I recall a old case, evidenced by the fact in went to the Privy COuncil on appeal where a chap turned up at the victims door and shot the victim dead.
He nearly beat the murder charge by insisting he was only there to frighten the victim and the gun went off by mistake.
What nailed him was that he threw the gun over board on the Manley Ferry which supported the prosecutions case that it was not an accident.
What difference does the public knowing intent make?
It can only do what I suggest. Giving publicity and putting copy cat ideas into the head of another nutter.
I still see no reason to present that intent anywhere but in court in support of the prosecution seeking a murder verdict.
I dont seek not to acknowledge the problem, far from it my attempt is to come up with some approach that as I said takes away their motivation to commit acts presumably designed to get attention.
That is the issue.
I am not suggesting we ignore the problem, although if you disagree with my approach I can understand that could be your first conclusion.

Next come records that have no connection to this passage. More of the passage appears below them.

PR #56, opened 2026-06-24
Tracing: Tool call tracing via MCP server instrumentation (#48)

### LINKED ISSUE #48: Tracing: Tool call tracing via MCP server instrumentation
## Parent Epic
Part of #36 — End-to-end activity tracing and execution lineage.
Depends on #45 (data model), #46 (backend instrumentation, which passes trace
context into MCP config as env vars), and #49 (REST API, which defines the OpenAPI
contract for the callback endpoint — required for contract-first code generation).

## Summary
Instrument the generated MCP servers so that every custom tool and SDK tool call
creates a trace node with full structured input/output. Axiom controls MCP server
generation, so we can wrap tool handlers with trace callbacks at the generation layer.

### MCP Config Generation (McpConfigGenerator.java)

Issues #46 and #47 handle injecting the trace env vars into the MCP config:
```java
env.put("AXIOM_TRACE_ID", traceCtx.traceId().toString());
env.put("AXIOM_PARENT_NODE_ID", String.valueOf(parentNodeId));
```

These env vars are already inherited by the MCP server subprocesses because
`McpConfigGenerator` includes them in the `env` block of each MCP server entry.

**No changes needed to McpConfigGenerator in this issue** — the env var injection is
handled by #46/#47. This issue focuses on the MCP server-side instrumentation and the
callback endpoint.

### SDK Server Instrumentation (sdk-server.js)

The SDK server (`templates/axiom-mcp-server/sdk-server.js`) handles tool calls via
a `CallToolRequestSchema` handler. Wrap the tool execution with trace callbacks:

```javascript
// Read trace context from environment
const TRACE_ID = process.env.AXIOM_TRACE_ID;
const PARENT_NODE_ID = process.env.AXIOM_PARENT_NODE_ID;
const AXIOM_API_URL = process.env.AXIOM_API_URL;

server.setRequestHandler(CallToolRequestSchema, async (request) => {
    const tool = SDK_TOOLS.find(t => t.name === request.params.name);
    if (!tool) throw new Error(`Unknown tool: ${request.params.name}`);

    const toolInput = JSON.stringify(request.params.arguments || {});
    let traceNodeId = null;

    // Before: create trace node (if tracing is active)
    if (TRACE_ID && PARENT_NODE_ID && AXIOM_API_URL) {
        try {
            const resp = await fetch(`${AXIOM_API_URL}/traces/tool-calls`, {
                method: "POST",
                headers: { "Content-Type": "application/json" },
                body: JSON.stringify({
                    traceId: TRACE_ID,
                    parentNodeId: parseInt(PARENT_NODE_ID),
                    toolName: request.params.name,
                    toolInput: toolInput,
                    status: "in-progress"
                })
            });
            if (resp.ok) {
                const data = await resp.json();
                traceNodeId = data.nodeId;
            }
        } catch (e) {
            // Non-fatal: don't break tool execution if tracing fails
            console.error("Trace callback failed:", e.message);
        }
    }

    // Execute tool
    let result, status = "success";
    const startTime = Date.now();
    try {
        result = await tool.handler(request.params.arguments || {});
    } catch (e) {
        status = "failure";
        result = `Error: ${e.message}`;
    }
    const durationMs = Date.now() - startTime;

    // After: complete trace node
    if (traceNodeId && AXIOM_API_URL) {
        try {
            await fetch(`${AXIOM_API_URL}/traces/tool-calls/${traceNodeId}`, {
                method: "PUT",
                headers: { "Content-Type": "application/json" },
                body: JSON.stringify({
                    toolOutput: typeof result === "string"
                        ? result.substring(0, 10000)   // Truncate large outputs
                        : JSON.stringify(result).substring(0, 10000),
                    status: status,
                    durationMs: durationMs
                })
            });
        } catch (e) {
            console.error("Trace completion callback failed:", e.message);
        }
    }

    if (status === "failure") throw new Error(result);
    return { content: [{ type: "text", text: result || "OK" }] };
});
```

### Tools Server Instrumentation (tools-server.js)

The tools server (`templates/axiom-mcp-server/tools-server.js`) executes bash script
tools via `execSync()`. Apply the same wrapping pattern:

```javascript
server.setRequestHandler(CallToolRequestSchema, async (request) => {
    const tool = SCRIPT_TOOLS.find(t => t.name === request.params.name);
    const toolInput = JSON.stringify(request.params.arguments || {});
    let traceNodeId = null;

    // Before: create trace node
    if (TRACE_ID && PARENT_NODE_ID && AXIOM_API_URL) {
        // Same fetch pattern as sdk-server.js
    }

    // Execute tool (existing execSync logic)
    let result, status = "success";
    const startTime = Date.now();
    try {
        // ... existing script execution logic ...
    } catch (e) {
        status = "failure";
        result = e.stderr || e.message;
    }
    const durationMs = Date.now() - startTime;

    // After: complete trace node
    if (traceNodeId && AXIOM_API_URL) {
        // Same fetch pattern as sdk-server.js
    }

    return { content: [{ type: "text", text: result }] };
});
```

### Shared Trace Helper Module

To avoid duplicating trace callback code between sdk-server.js and tools-server.js,
create a shared helper:

```javascript
// templates/axiom-mcp-server/trace-helper.js
const TRACE_ID = process.env.AXIOM_TRACE_ID;
const PARENT_NODE_ID = process.env.AXIOM_PARENT_NODE_ID;
const AXIOM_API_URL = process.env.AXIOM_API_URL;

const tracingEnabled = !!(TRACE_ID && PARENT_NODE_ID && AXIOM_API_URL);

async function startToolTrace(toolName, toolInput) {
    if (!tracingEnabled) return null;
    try {
        const resp = await fetch(`${AXIOM_API_URL}/traces/tool-calls`, { ... });
        if (resp.ok) return (await resp.json()).nodeId;
    } catch (e) { console.error("Trace start failed:", e.message); }
    return null;
}

async function completeToolTrace(nodeId, toolOutput, status, durationMs) {
    if (!nodeId) return;
    try {
        await fetch(`${AXIOM_API_URL}/traces/tool-calls/${nodeId}`, { ... });
    } catch (e) { console.error("Trace complete failed:", e.message); }
}

module.exports = { startToolTrace, completeToolTrace, tracingEnabled };
```

### Trace Callback REST Endpoint (Java)

New endpoint in the Axiom REST API for receiving tool call trace data:

**POST /api/v1/traces/tool-calls** — Create tool trace node
```json
Request:
{
    "traceId": "550e8400-e29b-41d4-a716-446655440000",
    "parentNodeId": 42,
    "toolName": "mcp__axiom-sdk__axiom_list_projects",
    "toolInput": "{\"status\": \"active\"}",
    "status": "in-progress"
}

Response (201):
{
    "nodeId": 57,
    "toolExecutionId": 12
}
```

This endpoint atomically creates:
1. `ToolExecutionEntity` with traceId, toolName, toolInput, status
2. `TraceNodeEntity` with traceId, parentNodeId, nodeType="tool-call",
   entityType="tool-execution", entityId=toolExecutionEntity.id

**PUT /api/v1/traces/tool-calls/{nodeId}** — Complete tool trace node
```json
Request:
{
    "toolOutput": "{ ... }",
    "status": "success",
    "durationMs": 1234
}
```

This endpoint updates:
1. `ToolExecutionEntity` — sets toolOutput, status, durationMs
2. `TraceNodeEntity` — sets completedOn, durationMs, status

### External MCP Servers

External MCP servers (registered via `McpServerEntity`) are **not instrumented** by
this issue. They run their own code and Axiom has no control over their internals.
Tool calls to external MCP servers will only be visible in the execution log text,
not as trace nodes.

Future enhancement: if external MCP servers support OpenTelemetry or similar, their
spans could be correlated via the trace ID.

## Key Files to Modify/Create
- `templates/axiom-mcp-server/trace-helper.js` — **New** shared trace helper
- `templates/axiom-mcp-server/sdk-server.js` — Wrap tool handlers
- `templates/axiom-mcp-server/tools-server.js` — Wrap tool handlers
- `app/src/main/java/io/apitomy/axiom/app/rest/TraceResourceImpl.java` — Implement the
  callback handler methods (the OpenAPI contract and generated interface for these
  endpoints are created in #49)

**Note:** The OpenAPI schema for the callback endpoints is owned by #49. This issue
implements the Java handler logic within the same `TraceResourceImpl` class that #49
creates — NOT a separate `TraceCallbackResource`.

### Non-Fatal Tracing
Tool call tracing is **non-fatal**: if the trace callback fails (network error,
Axiom API down), the tool execution proceeds normally. Trace data is best-effort.
This is critical — tracing must never break tool execution.

### Output Truncation
Tool outputs can be very large (e.g., file contents, API responses). Truncate
`toolOutput` to a reasonable limit (e.g., 10,000 characters) to avoid bloating
the `tool_execution` table.

### No Authentication
The callback endpoint requires no authentication. It runs on localhost and is only
called by MCP servers that Axiom itself spawned. The trace ID acts as a weak
correlation token.

### Concurrency
Multiple tool calls can happen concurrently during a single task/report execution.
Each creates its own trace node independently, all sharing the same parent node ID.
The callback endpoint must handle concurrent requests safely.

## Acceptance Criteria
- [ ] SDK server wraps all tool calls with trace callbacks
- [ ] Tools server wraps all script tool calls with trace callbacks
- [ ] Shared trace-helper.js avoids code duplication
- [ ] Callback REST endpoint creates ToolExecutionEntity + TraceNodeEntity atomically
- [ ] Completion endpoint updates both entities
- [ ] Tool execution works correctly when tracing env vars are absent (graceful no-op)
- [ ] Tool execution works correctly when trace callback fails (non-fatal)
- [ ] Tool outputs are truncated to prevent database bloat
- [ ] Concurrent tool calls create independent trace nodes under same parent
- [ ] Integration test: execute a task with tool calls and verify trace tree

EricWittmann:
## Summary
- Create shared `trace-helper.js` module with `startToolTrace`/`completeToolTrace` functions for non-fatal trace callbacks with 10K char output truncation
- Wrap `sdk-server.js` and `tools-server.js` `CallToolRequestSchema` handlers to emit trace nodes before/after every tool execution
- Add `trace-helper.js` to `McpConfigGenerator.TEMPLATE_FILES` so it gets copied to the MCP server install directory
- Add `@Transactional` to `TraceResourceImpl.createToolCall()` and `completeToolCall()` to ensure Panache writes are flushed

## Related Issue
Fixes #48

## Test Plan
- [ ] `./build.sh` passes (260 tests, 0 failures) including MCP server integration tests
- [ ] Tool execution works correctly when tracing env vars are absent (graceful no-op)
- [ ] Tool execution works correctly when trace callback fails (non-fatal)
- [ ] Manual: execute a task with MCP tools, verify `trace_node` and `tool_execution` rows created

### DIFF
--- a/app/src/main/java/io/apitomy/axiom/app/McpConfigGenerator.java
+++ b/app/src/main/java/io/apitomy/axiom/app/McpConfigGenerator.java
@@ -51,7 +51,7 @@ public class McpConfigGenerator {
 
     private static final String MCP_SERVER_DIR_NAME = "mcp-server";
     private static final String[] TEMPLATE_FILES = {
-            "package.json", "sdk-server.js", "tools-server.js" };
+            "package.json", "sdk-server.js", "tools-server.js", "trace-helper.js" };
 
     @ConfigProperty(name = "quarkus.http.port", defaultValue = "9090")
     int httpPort;
--- a/app/src/main/java/io/apitomy/axiom/app/rest/TraceResourceImpl.java
+++ b/app/src/main/java/io/apitomy/axiom/app/rest/TraceResourceImpl.java
@@ -25,6 +25,7 @@ import io.quarkus.panache.common.Sort;
 import io.smallrye.common.annotation.RunOnVirtualThread;
 import jakarta.enterprise.context.ApplicationScoped;
 import jakarta.inject.Inject;
+import jakarta.transaction.Transactional;
 import jakarta.ws.rs.WebApplicationException;
 
 import java.math.BigInteger;
@@ -136,6 +137,7 @@ public class TraceResourceImpl implements TracesResource {
     }
 
     @Override
+    @Transactional
     public ToolCallCreated createToolCall(ToolCallRequest data) {
         UUID traceUuid = data.getTraceId();
         TraceEntity trace = TraceEntity.findById(traceUuid);
@@ -168,6 +170,7 @@ public class TraceResourceImpl implements TracesResource {
     }
 
     @Override
+    @Transactional
     public void completeToolCall(BigInteger nodeId, ToolCallCompletion data) {
         TraceNodeEntity node = TraceNodeEntity.findById(nodeId.longValue());
         if (node == null) {
--- a/app/src/main/resources/templates/axiom-mcp-server/sdk-server.js
+++ b/app/src/main/resources/templates/axiom-mcp-server/sdk-server.js
@@ -1,6 +1,7 @@
 const { Server } = require("@modelcontextprotocol/sdk/server/index.js");
 const { StdioServerTransport } = require("@modelcontextprotocol/sdk/server/stdio.js");
 const { ListToolsRequestSchema, CallToolRequestSchema } = require("@modelcontextprotocol/sdk/types.js");
+const { startToolTrace, completeToolTrace } = require(require("path").join(__dirname, "trace-helper.js"));
 
 function log(level, message, data) {
     const entry = {
@@ -367,14 +368,22 @@ server.setRequestHandler(CallToolRequestSchema, async (request) => {
     }
 
     log("INFO", "SDK tool called", { toolName, args: Object.keys(args) });
+    const toolInput = JSON.stringify(args);
+    const traceNodeId = await startToolTrace(toolName, toolInput);
+
+    let result, status = "success";
+    const startTime = Date.now();
     try {
-        const startTime = Date.now();
-        const result = await tool.handler(args);
+        result = await tool.handler(args);
         const durationMs = Date.now() - startTime;
         log("INFO", "SDK tool completed", { toolName, durationMs });
+        await completeToolTrace(traceNodeId, result, status, durationMs);
         return { content: [{ type: "text", text: result || "OK" }] };
     } catch (error) {
+        status = "failure";
+        const durationMs = Date.now() - startTime;
         log("ERROR", "SDK tool failed", { toolName, error: error.message });
+        await completeToolTrace(traceNodeId, error.message, status, durationMs);
         return { content: [{ type: "text", text: error.message }], isError: true };
     }
 });
--- a/app/src/main/resources/templates/axiom-mcp-server/tools-server.js
+++ b/app/src/main/resources/templates/axiom-mcp-server/tools-server.js
@@ -1,6 +1,7 @@
 const { Server } = require("@modelcontextprotocol/sdk/server/index.js");
 const { StdioServerTransport } = require("@modelcontextprotocol/sdk/server/stdio.js");
 const { ListToolsRequestSchema, CallToolRequestSchema } = require("@modelcontextprotocol/sdk/types.js");
+const { startToolTrace, completeToolTrace } = require(require("path").join(__dirname, "trace-helper.js"));
 const { execSync } = require("child_process");
 const fs = require("fs");
 const os = require("os");
@@ -61,6 +62,8 @@ server.setRequestHandler(CallToolRequestSchema, async (request) => {
     }
 
     log("INFO", "Script tool called", { toolName, args: Object.keys(args) });
+    const toolInput = JSON.stringify(args);
+    const traceNodeId = await startToolTrace(toolName, toolInput);
 
     try {
         let cmd = tool.scriptTemplate;
@@ -93,10 +96,12 @@ server.setRequestHandler(CallToolRequestSchema, async (request) => {
         const durationMs = Date.now() - startTime;
 
         log("INFO", "Script tool completed", { toolName, durationMs, outputLength: (result || "").length });
+        await completeToolTrace(traceNodeId, result, "success", durationMs);
         return { content: [{ type: "text", text: result || "Command completed successfully" }] };
     } catch (error) {
         const msg = error.stderr || error.stdout || error.message || "Command failed";
         log("ERROR", "Script tool failed", { toolName, exitCode: error.status, error: msg.substring(0, 500) });
+        await completeToolTrace(traceNodeId, msg, "failure", 0);
         return { content: [{ type: "text", text: msg }], isError: true };
     }
 });
--- a/app/src/main/resources/templates/axiom-mcp-server/trace-helper.js
+++ b/app/src/main/resources/templates/axiom-mcp-server/trace-helper.js
@@ -1,0 +1,54 @@
+const TRACE_ID = process.env.AXIOM_TRACE_ID;
+const PARENT_NODE_ID = process.env.AXIOM_PARENT_NODE_ID;
+const AXIOM_API_URL = process.env.AXIOM_API_URL;
+
+const MAX_OUTPUT_LENGTH = 10000;
+
+const tracingEnabled = !!(TRACE_ID && PARENT_NODE_ID && AXIOM_API_URL);
+
+async function startToolTrace(toolName, toolInput) {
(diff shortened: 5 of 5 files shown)


EricWittmann (commented):
## Code Review: Tool call tracing via MCP server instrumentation

This PR adds tool-call tracing to the MCP servers (`sdk-server.js` and `tools-server.js`) by introducing a shared `trace-helper.js` module that makes non-fatal HTTP callbacks to the Axiom API before and after every tool execution. It also adds `@Transactional` annotations to the Java REST endpoints that persist trace data.

### Findings

#### ⚠️ Warning

**`tools-server.js` — `durationMs` is hardcoded to `0` on failure (line 104)**

In the error path of `tools-server.js`, `durationMs` is passed as `0` to `completeToolTrace` because `startTime` is scoped inside the `try` block and inaccessible in the `catch`:

```javascript
// tools-server.js, line 104
await completeToolTrace(traceNodeId, msg, "failure", 0);
```

By contrast, `sdk-server.js` correctly handles this by declaring `startTime` *before* the try/catch:

```javascript
// sdk-server.js, line 375
const startTime = Date.now();
try {
    result = await tool.handler(args);
    // ...
} catch (error) {
    const durationMs = Date.now() - startTime;  // ← correctly computed
    // ...
}
```

The fix would be to move `const startTime = Date.now();` above the `try` block in `tools-server.js` (e.g., right after line 66), so the catch block can compute actual duration. This matters for accurately recording how long failed tools ran (e.g., tools that hit their 30s timeout).

---

#### 💡 Suggestion

**`trace-helper.js` — `parseInt` without radix (line 18)**

```javascript
parentNodeId: parseInt(PARENT_NODE_ID),
```

Best practice is to always specify the radix: `parseInt(PARENT_NODE_ID, 10)`. While decimal strings parse correctly without it, the explicit radix prevents subtle bugs if the value ever starts with `0` and avoids linter warnings.

---

#### 💡 Suggestion

**`trace-helper.js` — `completeToolTrace` doesn't check response status (lines 39–48)**

`startToolTrace` checks `resp.ok` before parsing the response, but `completeToolTrace` fire-and-forgets without checking the HTTP status:

```javascript
// startToolTrace checks:
if (resp.ok) {
    const data = await resp.json();
    return data.nodeId;
}

// completeToolTrace doesn't:
await fetch(`${AXIOM_API_URL}/traces/tool-calls/${nodeId}`, { ... });
// no resp.ok check, no logging on failure
```

While the non-fatal design is correct, logging a warning on non-2xx responses would help with debugging when trace completion silently fails. Something like:

```javascript
const resp = await fetch(...);
if (!resp.ok) {
    console.error("Trace complete returned", resp.status);
}
```

---

#### 🔍 Nitpick

**`trace-helper.js` — `tracingEnabled` is exported but not imported anywhere**

The module exports `tracingEnabled` alongside the two functions, but neither `sdk-server.js` nor `tools-server.js` imports it. This isn't harmful, but it's dead API surface. Consider either removing it from exports or documenting it as intentionally available for future use.

---

### Overall Assessment

**This PR looks good.** The design is solid — the trace helper cleanly separates tracing concerns, handles the disabled/error cases gracefully (non-fatal, no-op when env vars are absent), and the `@Transactional` additions on the Java side are necessary and correct for Panache entity persistence. The truncation of tool output at 10K chars is a good safeguard.

The main actionable item is the `durationMs: 0` bug in `tools-server.js` error path, which will cause failed tool executions to always report zero duration in traces. The other items are minor improvements.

In my view much more needs to be done as what that should be I am not sure but I do feel that by simply removing or playing down the political aspect it must have the effect of having these folk see that random acts of violence will not be of any help in promoting their cause.
My arguement need not be compared to the "inaction" you probably rightfuly suggest, and inaction is somewhat at the heart of the problem.
Too little too late maybe, but in truth I dont know enough about what the police and the Government could have done, should have done or if they did in fact ignore the trends, to offer comment.
But if one who is familiar with the goings on in the Middle East did not expect some form of push back that would be damning of who ever is supposed to manage our security.
But I agree that implementing my idea would not be easy but as I said it would be a matter for our leaders to guide the response and really they can do that you know.
Not shining a light on a situation has more chance of others not following suit I would think, whereas how many other nutters now think what a great idea it is to commit a terrorist act to make the head lines.
But as you observe it would not be easy to hide motivation but again change can happen. Folk will be less interested in a criminal act than a terrorist act.
The whole point of terror attack is to cause fear and again starving them of oxygen would seem most reasonable.
Anyways thanks for discussing this with me and thanks for remaining most civil. And dont mistake me for one of those folk who look for reasons to minimise sentencing as I would support the death penalty if it came up for a vote... for all crimes I would cure or cull.
Anyways give him a fair trial then hang him.
alex
xelasnave
23-12-2017, 04:55 PM
One more thing.
I dont notice any other trials where the motive comes out in the news.
And there is good reason for that.
Can you imagine the lawyer for the accused asking.
Where did you hear about this matter.
on the news.
what did you hear?
I heard the accussed was a terrorist and ran down people.
Lawyer. And what do you think about terrorists.
I bet that answer would have the lawyer seeking the removal of that person from the panel.
alex
AndrewJ
23-12-2017, 05:35 PM
Gday Alex
Part of me agrees with this bit, but only in the time between being charged until the trial starts. ie, you apparently can report on the motive "during" the trial, if it was brought up and answered in the trial.
You only have to listen to the likes of Faine/Epstein/Mitchell forensically interrogating witnesses down here when something happens, then going quiet once charged. ie Once charged eveyone has to forget anything they heard and once convicted/found innocent, its fair game again, but the damage has already beeen done, as google doesnt forget.
Perhaps its time to get rid of jury trials as the current social media phenomenon has completely bypassed the way the justice system works.
I always wondered why everyone but the judiciary has had to "move with the times" to get around the disruption of new technology.